I thought of that response Sunday morning as I read the New York Times' account of the pope's interview with German journalist and author Peter Seewald. According to the Times, Benedict has said that there may be circumstances in which the of use of a condom might not be "condemned by the Church." According to the Times, the pope cited the example of a male prostitute as one such case: "There may be a basis in the case of some individuals, as perhaps when a male prostitute uses a condom, where this can be a first step in the direction of a moralization, a first assumption of responsibility."

At first, I found it hard to know what to make of this, but the more I thought about the pope's statement, the more it struck me as maybe the first genuinely "pro-life" utterance to come out of the his pontificate.

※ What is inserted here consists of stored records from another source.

PR #522, opened 2026-08-16
perf(changes): bound candidate scans to transaction footprints

ragnorc:
## Summary

- prune only exact adjacent Lance versions whose pinned child transaction reads the published parent version
- derive new child fragments and touched parent fragments from the transaction using binary search, without whole-manifest set walks
- stream child candidates and parent before-images in id order with one prepared row per side
- remove BTREE correctness and cost dependence, so absent and stale id indexes behave identically
- size scans from the remaining page row/byte budget and stop on the sentinel before image, JSON, or Blob materialization
- fall back conservatively for multi-version intervals, missing proof metadata, unsupported transactions, deletes, or any structural mismatch

## Review fixes

This revision addresses the reported DX/performance cliffs:

- no 8,192-row candidate queue on max_changes=1
- no full candidate-batch VecDeque
- no full parent/child fragment HashSet diff
- no per-page transaction-history walk for non-adjacent intervals
- no point-lookup cliff when the scalar index is absent or partially covered

New counters pin transaction reads, fragment metadata comparisons, candidate rows examined, scan targets, and image materialization.

## Verification

- cargo fmt --all --check
- cargo clippy --workspace --all-targets --locked -- -D warnings -W clippy::dbg_macro
- cargo clippy --workspace --all-targets --locked --features omnigraph-engine/failpoints,omnigraph-cluster/failpoints -- -D warnings -W clippy::dbg_macro
- cargo test -p omnigraph-engine --test changes --test changes_cost --locked
- cargo test -p omnigraph-engine --features failpoints --test failpoints change_feed_poll_classifies_intervals_before_the_head_witness --locked -- --exact
- cargo test -p omnigraph-engine --test forbidden_apis --locked
- cargo test --workspace --locked --features omnigraph-engine/failpoints,omnigraph-cluster/failpoints
- scripts/check-agents-md.sh

<h3>Greptile Summary</h3>

The PR optimizes adjacent commit-change enumeration by deriving candidate scans from the published Lance transaction footprint while retaining the full ordered merge as a conservative fallback.

- Adds transaction-provenance, fragment-shape, and row-version metadata gates for the pruned path.
- Streams candidate and parent rows in ID order with page-sized scan targets and lazy row preparation.
- Adds instrumentation, failpoint coverage, cost assertions, and documentation for the new planning path.

The PR appears safe to merge because no blocking failure remains in the eligible follow-up review scope.

No blocking failure remains.

| Filename | Overview |
|----------|----------|
| crates/omnigraph/src/changes/candidate_scan.rs | Introduces the guarded transaction-footprint planner and streaming candidate emitter, with conservative fallback for unsupported or incomplete physical evidence. |
| crates/omnigraph/src/changes/enumerate.rs | Integrates pre-witness candidate planning and sentinel-aware page budgeting without an accepted new correctness finding. |
| crates/omnigraph/src/changes/row_compare.rs | Replaces eager per-batch row preparation with a lazy cursor and adds fragment-scoped scans with page-derived targets. |
| crates/omnigraph/src/table_store.rs | Adds durable transaction provenance used to distinguish engine-authored row-set-preserving updates from untrusted update shapes. |
| crates/omnigraph/tests/changes_cost.rs | Expands cost coverage for bounded transaction reads, fragment comparisons, candidate scans, and image materialization. |

</details>

```mermaid
flowchart TD
  A[Changed table interval] --> B{Adjacent versions and same lineage?}
  B -- No --> F[Full ordered merge]
  B -- Yes --> C[Read pinned child transaction]
  C --> D{Proven row-set preserving and structurally valid?}
  D -- No --> F
  D -- Yes --> E[Build touched child and parent fragment plan]
  E --> G[Stream candidates and before-images by ID]
  F --> H[Emit exact logical changes]
  G --> H
  H --> I[Apply page budget and continuation]
```
</details>

<sub>Reviews (10): Last reviewed commit: ["chore(ci): classify change-scan vocabula..."](https://github.com/modernrelay/omnigraph/commit/628fa400da3892481aad1f31685ef457248f54ee) | [Re-trigger Greptile](https://app.greptile.com/api/retrigger?id=53795976)</sub>

- Knowledge Base — [Branching and version history](https://app.greptile.com/modernrelay/-/custom-context/knowledge-base/modernrelay/omnigraph/-/docs/branching-and-version-history.md)
- Knowledge Base — [Data mutation pipeline](https://app.greptile.com/modernrelay/-/custom-context/knowledge-base/modernrelay/omnigraph/-/docs/data-mutation-pipeline.md)
</details>


ragnorc:
Rebased onto the updated `change-feed`.

The base branch replaced the `rows_equal` scope hint (`BlobComparisonScope`) with an unconditional identity qualifier: managed-Blob descriptors are now keyed by the owning data file's immutable path (a globally-unique per-file UUID), which is authoritative across lineage without a same-branch/cross-branch distinction. The candidate-scan parent probe therefore calls the scope-free `rows_equal` directly, and the interim "adapt … scope" commit (which existed only to pass `SameLineage` to the old signature) is dropped as obsolete. `build_change_feed_cut` is already registered in the surface guard on the base.

No behavior change to the pruning logic. Verified against the rebased base: engine builds, and `changes` (42), `changes_cost` (6, including the pruned-FLAT / fallback-GROWING gates), and `forbidden_apis` (18) all pass.

crates/omnigraph/src/changes/candidate_scan.rs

It may be that lives are saved as a result of these words, which is something.

Yes, it would have been far better had he said "in the case of a male prostitute or a woman in a marriage to a man with HIV/AIDS," but it is unlikely that Benedict will extend such license to women. Because a condom used primarily to prevent the transmission of AIDS prevents pregnancy secondarily, the pope will stop short of approving the use of condoms by women even though he knows women in developing nations die of complying with Vatican policies on condom use every day, in great numbers.

When it comes to reproductive issues, few, if any, practicing Catholic women I know comply with Catholic teaching, but many throughout the world, especially those who are uneducated and poor, do follow the rules. Because condoms save lives, any hint of loosening up in Vatican policy relative to the use of condoms must be taken as good news. Should he approve the use of condoms for male sex workers, Joseph Ratzinger put himself on the slippery slope of heading in the right direction, which is how Catholic change happens.

Twenty-seven million of the 33 million people in the world who have AIDS live in nations in Africa, like Zimbabwe, Botswana and Swaziland, wherein the Roman Catholic Church is evangelizing strenuously. In these nations, Roman Catholic vocations (for the priesthood) are up and the Church is growing. The pope knows that 20 percent of the people in these regions are infected with HIV or AIDS. He knows that Roman Catholic teachers, medical personnel and even clerics working to feed, house, clothe, heal and educate people in these parts of the world also distribute condoms. I suppose it's possible the pope does not even entirely oppose this practice; after all, the dead make poor catechumens.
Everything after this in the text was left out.